🤖 AI Summary
Existing multimodal large language models (MLLMs) exhibit significant limitations in pixel-level understanding, yet coarse-grained evaluation tasks—such as VQA and visual grounding—fail to accurately assess their fine-grained capabilities. Moreover, current segmentation approaches relying on implicit tokens and external decoders compromise the textual output space, degrade linguistic competence, and lack scalability.
Method: We propose Human-Like Mask Annotation Tasks (HLMAT), reformulating image segmentation as a multi-step text-based click decision process—enabling end-to-end pixel-level understanding and high-fidelity mask generation without architectural modifications or implicit tokens.

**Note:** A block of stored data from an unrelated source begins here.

PR #5441, opened 2023-03-17
log: make `sink` encodable

mohammed90:
`sink` logs have, thus far, been printed not encoded in any format. This does not play friendly with log parsers expecting a specific format from a particular source. In other words, it becomes a hassle to tell the log parser, e.g. Loki, Caddy logs are json-formated if some lines aren't.

### DIFF
--- a/logging.go
+++ b/logging.go
@@ -268,31 +268,120 @@ type StandardLibLog struct {
 	// The module that writes out log entries for the sink.
 	WriterRaw json.RawMessage `json:"writer,omitempty" caddy:"namespace=caddy.logging.writers inline_key=output"`
 
-	writer io.WriteCloser
+	// The encoder is how the log entries are formatted or encoded.
+	EncoderRaw json.RawMessage `json:"encoder,omitempty" caddy:"namespace=caddy.logging.encoders inline_key=format"`
+
+	// Level is the minimum level to emit, and is inclusive.
+	// Possible levels: DEBUG, INFO, WARN, ERROR, PANIC, and FATAL
+	Level string `json:"level,omitempty"`
+
+	// Sampling configures log entry sampling. If enabled,
+	// only some log entries will be emitted. This is useful
+	// for improving performance on extremely high-pressure
+	// servers.
+	Sampling *LogSampling `json:"sampling,omitempty"`
+
+	writerOpener WriterOpener
+	writer       io.WriteCloser
+	encoder      zapcore.Encoder
+	levelEnabler zapcore.LevelEnabler
+	core         zapcore.Core
+	logger       *zap.Logger
 }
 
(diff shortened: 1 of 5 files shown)


mholt:
I wonder if we can embed one type within another (`StandardLibLog` or `CustomLog`) to reduce duplication. If StandardLibLog used CustomLog, I'd be pretty confident that the change is good :+1:

mohammed90:
> I wonder if we can embed one type within another (`StandardLibLog` or `CustomLog`) to reduce duplication. If StandardLibLog used CustomLog, I'd be pretty confident that the change is good 👍

Now that I've tried it, embedding introduces more invasive changes than the duplication. I even tried to have a third struct type for the common fields, but same limitation incurred, keyed fields had to be wrapped with the embedded type. The `CustomLogger` cannot be the one that's embedded because it contains `Include` and `Exclude` fields which don't operate outside of it and have no semantics for anything besides it.

In case you want to play with it, here's a working config:
```
{
	"logging": {
		"sink" : {
			"level": "DEBUG",
			"encoder": {
				"format": "json"
			}
		},
		"logs": {
			"default": {
				"level": "DEBUG",
				"encoder": {
					"format": "json"
				}
			}
		}
	},
	"apps": {
		"http": {
			"servers": {
				"srv0": {
					"listen": [
						":443"
					],
					"routes": [
						{
							"match": [
								{
									"host": [
										"localhost"
									]
								}
							],
							"handle": [
								{
									"handler": "subroute",
									"routes": [
										{
											"handle": [
												{
													"body": "Howdy!",
													"handler": "static_response"
												}
											]
										}
									]
								}
							],
							"terminal": true
						}
					]
				}
			}
		}
	}
}
```

francislavoie:
I highly doubt any plugin is directly using the `StandardLibLog` type right now. Could we just rename it to `BaseLog` or something, and use that as `sink`? That would make it read less weird.

mohammed90:
> I highly doubt any plugin is directly using the `StandardLibLog` type right now. Could we just rename it to `BaseLog` or something, and use that as `sink`? That would make it read less weird.

How about now?

logging.go
```diff
@@ -259,55 +259,15 @@ func (wdest writerDestructor) Destruct() error {
 	return wdest.Close()
 }
 
-// StandardLibLog configures the default Go standard library
+// BaseLog configures the default Go standard library
 // global logger in the log package. This is necessary because
 // module dependencies which are not built specifically for
 // Caddy will use the standard logger. This is also known as
 // the "sink" logger.
```
francislavoie, line 266: This comment should be moved to `SinkLog` I think, and this should be changed to properly explain what `BaseLog` does.

mholt (approved):
Awesome -- yeah, let's give it a try!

Contribution/Results: We introduce the first interactive segmentation paradigm grounded in human annotation trajectories, transforming pixel-level understanding into a learnable, evaluable, multi-step visual decision task—supporting mask refinement and annotation filtering. Integrating StaR reinforcement learning, PRM-guided tree search, and text-click sequence modeling, SegAgent achieves state-of-the-art performance on standard segmentation benchmarks and establishes the first pixel-level understanding evaluation protocol tailored for MLLMs.
📝 Abstract
While MLLMs have demonstrated adequate image understanding capabilities, they still struggle with pixel-level comprehension, limiting their practical applications. Current evaluation tasks like VQA and visual grounding remain too coarse to assess fine-grained pixel comprehension accurately. Though segmentation is foundational for pixel-level understanding, existing methods often require MLLMs to generate implicit tokens, decoded through external pixel decoders. This approach disrupts the MLLM's text output space, potentially compromising language capabilities and reducing flexibility and extensibility, while failing to reflect the model's intrinsic pixel-level understanding. Thus, we introduce the Human-Like Mask Annotation Task (HLMAT), a new paradigm where MLLMs mimic human annotators using interactive segmentation tools. Modeling segmentation as a multi-step Markov Decision Process, HLMAT enables MLLMs to iteratively generate text-based click points, achieving high-quality masks without architectural changes or implicit tokens. Through this setup, we develop SegAgent, a model fine-tuned on human-like annotation trajectories, which achieves performance comparable to state-of-the-art (SOTA) methods and supports additional tasks like mask refinement and annotation filtering. HLMAT provides a protocol for assessing fine-grained pixel understanding in MLLMs and introduces a vision-centric, multi-step decision-making task that facilitates exploration of MLLMs' visual reasoning abilities. Our adaptations of policy improvement method StaR and PRM-guided tree search further enhance model robustness in complex segmentation tasks, laying a foundation for future advancements in fine-grained visual perception and multi-step decision-making for MLLMs.